Business context
Sector: Civil construction
Location: Auckland
Scale: Small to medium enterprise; 11 staff, supplemented by contractors and subcontractors
The challenge
Civil construction has a significant carbon footprint. Diesel equipment is the norm on New Zealand job sites, and many contractors treat sustainability as a compliance exercise. Kenai Managing Director Caleb Male founded the company in 2021 to do things differently by committing to measure and reduce environmental impacts across every project.
In addition to reducing emissions, two issues drove the decision to go electric. Firstly, working in noise-sensitive and pollution-sensitive environments, such as hospitals and schools, make standard excavators impractical. Secondly, noisy diesel engines make communication difficult, particularly between a machine operator and a spotter looking out for hazards.
What changed?
In 2023/24, Kenai partnered with the Energy Efficiency and Conservation Authority (EECA) to trial a JCB 19C-1E electric mini excavator. New Zealand's predominantly renewable electricity grid means switching from diesel can lower emissions. The trial is also a way to gather real data on how the technology performs on actual job sites.
Kenai matches the machine to jobs where it works best: smaller urban sites where it can return to base or plug into a 15-amp power supply overnight to recharge. At seven to eight hours of runtime per charge, it covers a standard working day. Its compact size means it travels on a trailer, making it practical across multiple sites. All results feed into Kenai's environmental tracking matrix and are shared with clients to support their own sustainability reporting.
Results so far
Two years in, the trial has validated the approach and feedback from projects has been more positive.
- Carbon savings. Since initiation, Kenai’s JCB 19C-1E has recorded 625.3 running hours. Based on an equivalent diesel fuel burn comparison, this represents an estimated saving of 2,189 litres of diesel and approximately 5.87 tonnes of emissions avoided.
- Improved site safety. Reduced noise has made communication between operators and spotters easier, directly lowering the risk of hazard strikes.

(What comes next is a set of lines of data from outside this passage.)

PR #313, opened 2017-03-12
Parallel imba

nmoehrle:
With these patches the runtime of a 113 image dataset (with given prebundle) could be reduced from thirteen to eight minutes. The computer used had a Intel(R) Core(TM) i7 CPU 960 @ 3.20GHz (4 cores, 8 threads). The single threaded matrix multiplication was the biggest bottleneck of bundling I did not evaluate the other parts separately.

### DIFF
--- a/libs/sfm/ba_sparse_matrix.h
+++ b/libs/sfm/ba_sparse_matrix.h
@@ -10,6 +10,7 @@
 #ifndef SFM_SPARSE_MATRIX_HEADER
 #define SFM_SPARSE_MATRIX_HEADER
 
+#include <thread>
 #include <stdexcept>
 #include <vector>
 #include <algorithm>
@@ -54,6 +55,8 @@ public:
     SparseMatrix transpose (void) const;
     SparseMatrix subtract (SparseMatrix const& rhs) const;
     SparseMatrix multiply (SparseMatrix const& rhs) const;
+    SparseMatrix sequential_multiply (SparseMatrix const& rhs) const;
+    SparseMatrix parallel_multiply (SparseMatrix const& rhs) const;
     DenseVector<T> multiply (DenseVector<T> const& rhs) const;
     SparseMatrix diagonal_matrix (void) const;
 
@@ -121,6 +124,7 @@ template <typename T>
 void
 SparseMatrix<T>::reserve (std::size_t num_elements)
 {
+    this->inner.reserve(num_elements);
     this->values.reserve(num_elements);
 }
 
@@ -256,6 +260,17 @@ template <typename T>
 SparseMatrix<T>
 SparseMatrix<T>::multiply (SparseMatrix const& rhs) const
 {
+#ifdef _OPENMP
+    return this->parallel_multiply(rhs);
+#else
+    return this->sequential_multiply(rhs);
+#endif
+}
+
+template <typename T>
+SparseMatrix<T>
+SparseMatrix<T>::sequential_multiply (SparseMatrix const& rhs) const
+{
     if (this->cols != rhs.rows)
         throw std::invalid_argument("Incompatible matrix dimensions");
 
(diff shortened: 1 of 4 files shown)


libs/sfm/ba_sparse_matrix.h
```diff
@@ -256,6 +259,17 @@ template <typename T>
 SparseMatrix<T>
 SparseMatrix<T>::multiply (SparseMatrix const& rhs) const
 {
+#ifdef _OPENMP
+    return this->parallel_multiply(rhs);
```
nmoehrle: Parallelization only makes sense for reasonable large matrices, we could introduce a switch here.

libs/sfm/ba_sparse_matrix.h
```diff
@@ -54,6 +55,8 @@ class SparseMatrix
     SparseMatrix transpose (void) const;
     SparseMatrix subtract (SparseMatrix const& rhs) const;
     SparseMatrix multiply (SparseMatrix const& rhs) const;
+    SparseMatrix sequential_multiply (SparseMatrix const& rhs) const;
```
simonfuhrmann: Should this be private/protected?

libs/sfm/ba_sparse_matrix.h
simonfuhrmann: Is performance degrading a lot when matrices are small?

libs/sfm/ba_sparse_matrix.h
```diff
@@ -299,6 +313,88 @@ SparseMatrix<T>::multiply (SparseMatrix const& rhs) const
...
+    if (this->cols != rhs.rows)
+        throw std::invalid_argument("Incompatible matrix dimensions");
+
+    std::size_t nnz = this->num_non_zero() + rhs.num_non_zero();
+    SparseMatrix ret(this->rows, rhs.cols);
+    ret.reserve(nnz);
+    std::fill(ret.outer.begin(), ret.outer.end(), 0);
+
+    std::size_t num_threads = std::max(1u,
+        std::thread::hardware_concurrency());
```
simonfuhrmann: Isn't OpenMP using this many threads by default?

libs/sfm/ba_sparse_matrix.h
```diff
@@ -299,6 +313,88 @@ SparseMatrix<T>::multiply (SparseMatrix const& rhs) const
...
+        thread_inner.reserve(nnz / num_threads);
+
+#pragma omp for ordered schedule(static, 1)
+        for (std::size_t chunk = 0; chunk < num_threads; ++chunk)
+        {
+            /* Necessary if compiled without openmp. */
+            thread_inner.clear();
+            thread_values.clear();
+
+            std::size_t begin = chunk * chunk_size;
```
simonfuhrmann: You can make these (and some variables) const to prevent accidental changing.

libs/sfm/ba_sparse_matrix.h
nmoehrle: Changed.

libs/sfm/ba_sparse_matrix.h
nmoehrle: Done.

libs/sfm/ba_sparse_matrix.h
nmoehrle: Didn't have time to test it yet.

libs/sfm/ba_linear_solver.cc
```diff
@@ -72,7 +72,12 @@ namespace
             math::Matrix<double, 3, 3> rot;
             for (int i = 0; i < 9; ++i)
                 rot[i] = *(iter++);
-            rot = math::matrix_inverse(rot);
+
+            double det = math::matrix_determinant(rot);
+            if (std::abs(det) < MATH_DBL_EPS)
```
simonfuhrmann: There is a math define which is more efficient that `std::abs`, please use `MATH_EPSILON_EQ` instead.

simonfuhrmann:
Ok, most of this stuff is nice, but please don't pile more commits on this PR. Let's do this one after the other, and let's first start with JUST the code that has most impact, which I guess is parallelization of the sparse matrix multiplication. Create one PR with that, and I will pull once everybody is happy. Then we move on the the next piece of code.

nmoehrle:
Should I split this into three different PRs?

simonfuhrmann:
Just start with the sparse matrix multiplication first. Then I am interested if some improvement numbers for the the parallel Jacobian. I might be wrong, it seems Jacobian computation doesn't take very long?

nmoehrle:
Some preliminary results for the runtime improvements on a Intel(R) Xeon(R) CPU E5-2687W v3 @ 3.10GHz (40 cores). Runtime on the Citywall dataset with 363 views and a precomputed prebundle (673619 feature tracks).

c21ee765: serial ~ 418 min
81e697e6: + parallel sparse matrix multiplication ~ 356 min (~ 15% runtime reduction)
02b9754a: + parallel jacobian ~ 337 min (~ 5% runtime reduction)
81e697e6: + parallel ransac 3D pose ~ 226 min (~ 33% runtime reduction)

Total runtime reduction ~ 46%

```
grep "SfM reconstruction took " *.log
02b9754a.log:SfM reconstruction took 20234374 ms.
5cc72384.log:SfM reconstruction took 13582638 ms.
81e697e6.log:SfM reconstruction took 21365347 ms.
c21ee765.log:SfM reconstruction took 25102063 ms.
```

simonfuhrmann:
Closing due to having separate PRs.

PR #316, opened 2017-03-20
SFM: Fix bug with zero hessian (constant points)

nmoehrle:


libs/sfm/ba_linear_solver.cc
```diff
@@ -46,7 +46,10 @@ namespace
 
             iter = iter_backup;
             for (int i = 0; i < bs2; ++i)
-                *(iter++) = matrix_block[i];
+                if (std::isfinite(matrix_block[i]))
+                    *(iter++) = matrix_block[i];
+                else
+                    *(iter++) = 0;
```
simonfuhrmann: 0.0

PR #319, opened 2017-03-28
Snap: add removable-media interface

mardy:
This allows the user to connect the "removable-media" interface and
grant mve access to the files located in their removable media.


simonfuhrmann:
Why do we require `unity7` for UMVE?

PR #325, opened 2017-04-11
SFM: Paralellize sparse matrix multiplication

nmoehrle:
Split from #313

### DIFF
--- a/libs/sfm/ba_sparse_matrix.h
+++ b/libs/sfm/ba_sparse_matrix.h
@@ -10,6 +10,7 @@
 #ifndef SFM_SPARSE_MATRIX_HEADER
 #define SFM_SPARSE_MATRIX_HEADER
 
+#include <thread>
 #include <stdexcept>
 #include <vector>
 #include <algorithm>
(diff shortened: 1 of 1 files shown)


libs/sfm/ba_sparse_matrix.h
```diff
@@ -299,6 +314,88 @@ SparseMatrix<T>::multiply (SparseMatrix const& rhs) const
...
+    std::size_t nnz = this->num_non_zero() + rhs.num_non_zero();
+    SparseMatrix ret(this->rows, rhs.cols);
+    ret.reserve(nnz);
+    std::fill(ret.outer.begin(), ret.outer.end(), 0);
+
+    std::size_t const chunk_size = 64;
+    std::size_t const num_chunks = ret.cols / chunk_size
+         + (ret.cols % chunk_size != 0);
+    std::size_t const max_threads = std::max(1u,
+        std::thread::hardware_concurrency());
```
nmoehrle: It appears that using all available threads does not make sense on CPUs with hyper threading but I could not find a way to determine the number of physical cores.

- Access to new environments. The machine has opened up jobs in medical and food facilities where fumes and noise were previously a barrier.
- Reduced servicing. Without a combustion engine to maintain, pre-start checks are shorter and overall servicing requirements are lower.
- Positive reception. Workers appreciate the quieter environment and the ability to communicate clearly without a radio. On site, the machine generates interest rather than scepticism.
There have been useful lessons too. Greenfield sites far from power infrastructure remain a challenge, and the total cost of electric ownership needs to account for charging infrastructure, not just the machine itself. Caleb sees this as useful data for the wider industry.
Looking ahead
Kenai is looking at larger electric excavators and other remote power options. Once work is flowing steadily, the next round of equipment investment will go electric where the technology fits.
At a system level, on-site power infrastructure is the missing piece. Caleb sees two paths forward. Developers and infrastructure owners installing power earlier in projects so it is available during construction, or third-party suppliers providing on-site battery solutions. Both require planning and investment from beyond the contracting sector. Larger projects are beginning to specify electric equipment, and as that becomes more common, it creates the scale that makes infrastructure investment worthwhile.
For other businesses thinking about a similar step, Caleb’s advice is practical. Go in with eyes open about infrastructure costs, keep the cost-benefit analysis current and match the machine to the right jobs. The technology works. The challenge is setting it up to succeed.